PR #8445, opened 2026-04-28
fix(cli): generate binaryTarget entries for custom xcframeworks in Package.swift

OS-ruimoreiramendes:
When Capacitor CLI generates a `Package.swift` for a Cordova plugin in SPM mode, custom `.xcframework` files declared via `<framework custom="true" src="..." />` in `plugin.xml` were not being translated into `binaryTarget` entries. The xcframework was already being copied to the correct location by `copyPluginsNativeFiles`, but the generated `Package.swift` had no reference to it, causing build failures.

This PR adds `binaryTarget` entries and the corresponding target dependencies for each custom `.xcframework` found in the plugin's `plugin.xml`.

Reference https://outsystemsrd.atlassian.net/browse/RMET-5155

### DIFF
--- a/cli/src/ios/update.ts
+++ b/cli/src/ios/update.ts
@@ -98,6 +98,25 @@ async function generateCordovaPackageFile(p: Plugin, config: Config) {
     );
     await writeFile(packageSwiftPath, content);
   } else {
+    const frameworks = getPlatformElement(p, platform, 'framework');
+    const customXcframeworks = frameworks.filter((f: any) => f.$.custom === 'true' && f.$.src.endsWith('.xcframework'));
+    const binaryTargetsText = customXcframeworks
+      .map((f: any) => {
+        const name = f.$.src.split('/').pop().replace('.xcframework', '');
+        return `,
+        .binaryTarget(
+            name: "${name}",
+            path: "${f.$.src}"
+        )`;
+      })
+      .join('');
+    const binaryDepsText = customXcframeworks
+      .map((f: any) => {
+        const name = f.$.src.split('/').pop().replace('.xcframework', '');
+        return `,\n                .target(name: "${name}")`;
+      })
+      .join('');
+
     const content = `// swift-tools-version: 5.9
 
 import PackageDescription
@@ -118,10 +137,10 @@ let package = Package(
         .target(
             name: "${p.name}",
             dependencies: [
-                .product(name: "Cordova", package: "capacitor-swift-pm")
+                .product(name: "Cordova", package: "capacitor-swift-pm")${binaryDepsText}
             ],
             path: "."${headersText}
-        )
+        )${binaryTargetsText}
     ]
 )`;
 
--- a/cli/src/ios/update.ts
+++ b/cli/src/ios/update.ts
@@ -98,17 +98,7 @@ async function generateCordovaPackageFile(p: Plugin, config: Config) {
     );
     await writeFile(packageSwiftPath, content);
   } else {
-    const frameworks = getPlatformElement(p, platform, 'framework');
-    const { binaryTargetsText, binaryDepsText } = buildBinaryTargetEntries(p, frameworks);
-    await writeGeneratedPackageSwift(
-      p,
-      config,
-      iosVersion,
-      iosPlatformVersion,
-      headersText,
-      binaryTargetsText,
-      binaryDepsText,
-    );
+    await writeGeneratedPackageSwift(p, config, iosVersion, iosPlatformVersion, headersText);
   }
 }
 
@@ -151,9 +141,9 @@ async function writeGeneratedPackageSwift(
   iosVersion: string,
   iosPlatformVersion: string,
   headersText: string,
-  binaryTargetsText: string,
-  binaryDepsText: string,
 ) {
+  const frameworks = getPlatformElement(p, platform, 'framework');
+  const { binaryTargetsText, binaryDepsText } = buildBinaryTargetEntries(p, frameworks);
   const content = `// swift-tools-version: 5.9
 
 import PackageDescription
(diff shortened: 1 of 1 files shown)


jcesarmobile (commented):
RMET-5155 is about both .xcframework and .framework, this seems to only handle .xcframework.
Not sure if .framework aren't compatible with binaryTarget or if you missed that.
If they are not compatible we should warn some message if .framework files are present as the plugin won't work.

OS-ruimoreiramendes:
> RMET-5155 is about both .xcframework and .framework, this seems to only handle .xcframework. Not sure if .framework aren't compatible with binaryTarget or if you missed that. If they are not compatible we should warn some message if .framework files are present as the plugin won't work.

Regular `.framework` bundles with `custom="true"` are not supported by SPM's `binaryTarget`, only `.xcframework` is. I'll add a `logger.warn` to inform the developer when a custom `.framework` is found, since they'd need to convert it to `.xcframework` for SPM compatibility.
Also, I'm planning to push the RMET-5154 changes (system frameworks - `linkerSettings`) to this same branch, since both tasks are related to framework handling. Let me know if you'd prefer a separate PR for that.

jcesarmobile:
I prefer to keep them separate

cli/src/ios/update.ts
```diff
@@ -98,6 +98,32 @@ async function generateCordovaPackageFile(p: Plugin, config: Config) {
     );
     await writeFile(packageSwiftPath, content);
   } else {
+    const frameworks = getPlatformElement(p, platform, 'framework');
```
OS-pedrogustavobilro: I reckon probably as this method may grow, we may want to split it in a few ones, e.g. one to get the xcframework(s) and binary target, another to write `Package.swift`, and stuff like that.

But doesn't necessarily need to happen in this PR.

cli/src/ios/update.ts
```diff
@@ -98,6 +98,32 @@ async function generateCordovaPackageFile(p: Plugin, config: Config) {
...
+    if (customFrameworks.length > 0) {
+      customFrameworks.forEach((f: any) => {
+        logger.warn(
+          `${p.id}: custom .framework files are not supported as binaryTarget in SPM (${f.$.src}). Convert to .xcframework for SPM compatibility.`,
+        );
+      });
+    }
+    const binaryTargetsText = customXcframeworks
+      .map((f: any) => {
+        const name = f.$.src.split('/').pop().replace('.xcframework', '');
```
OS-pedrogustavobilro: Could this create a situation where the target name becomes duplicate of an existing one? Causing build to fail.

As a silly example I did was making an `.xcframework` file name as the exact same as a Cordova Plugin identifier, which indeed does cause the build to fail.

Just thinking if we should prevent an edge case like this or if it's kind of irrelevant.

OS-pedrogustavobilro (commented):
I've been testing different apps and everything seems to be working, leaving a couple of comments though, but nothing major I think.

cli/src/ios/update.ts
OS-ruimoreiramendes: makes sense, I can do it in this PR.

cli/src/ios/update.ts
OS-ruimoreiramendes: Good point. One approach I'm thinking would be to add a suffix to the binary target name (e.g. `"${name}Binary"` or `"${name}Framework"`) to always avoid any potential collision. However, this would apply even when there's no actual conflict, which may not be ideal. An alternative would be to only add the suffix when a collision is detected. 
What do you think is the best approach here? Or any other suggestion

jcesarmobile: I don't think there are plugins using a .xcframework with the same name as the actual plugin identifier, so let's not worry about it for now

jcesarmobile: Also, I think the name of the target/binaryTarget is the name used in the import, so if we change the binaryTarget name, the import in the code would fail.

cli/src/ios/update.ts
OS-ruimoreiramendes: done, take another look when you can

cli/src/ios/update.ts
OS-ruimoreiramendes: yeah, I initially thought renaming the binaryTarget would be fine since the module name is defined inside the xcframework itself, but you're right that the binaryTarget name is what's actually used for the import. Let's leave it as is.

OS-pedrogustavobilro: Makes sense! Yeah it was kind of far-fetched anyways xD I'll resolve this comment, thanks for the insight guys!

OS-pedrogustavobilro (approved):
Tested again, working great here!

alexgerardojacinto:

cli/src/ios/update.ts
jcesarmobile: Since we will need to add more entries to the `Package.swift`(csettings, resource files, etc.), I would rather not have the `writeGeneratedPackageSwift` method as we will have to keep adding more and more params.
Or if we have it, it should have the methods for getting the texts inside instead of as params, i.e. for this PR, `buildBinaryTargetEntries` should be inside `writeGeneratedPackageSwift` to get the texts, rather than being called before to pass the texts as params.

OS-ruimoreiramendes: Makes sense, moved `buildBinaryTargetEntries` inside `writeGeneratedPackageSwift` so that as more entries are added in future PRs, they can be handled there directly without growing the parameter list.
I'll apply the same for  #8448  as well. Depending on which PR gets merged first there may be a conflict, but it should be straightforward to resolve.

OS-pedrogustavobilro (approved):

##########

Task to complete:
Scan the lines above for the word "tools" and copy every one where it occurs.

Solved exercise:
     const content = `// swift-tools-version: 5.9
   const content = `// swift-tools-version: 5.9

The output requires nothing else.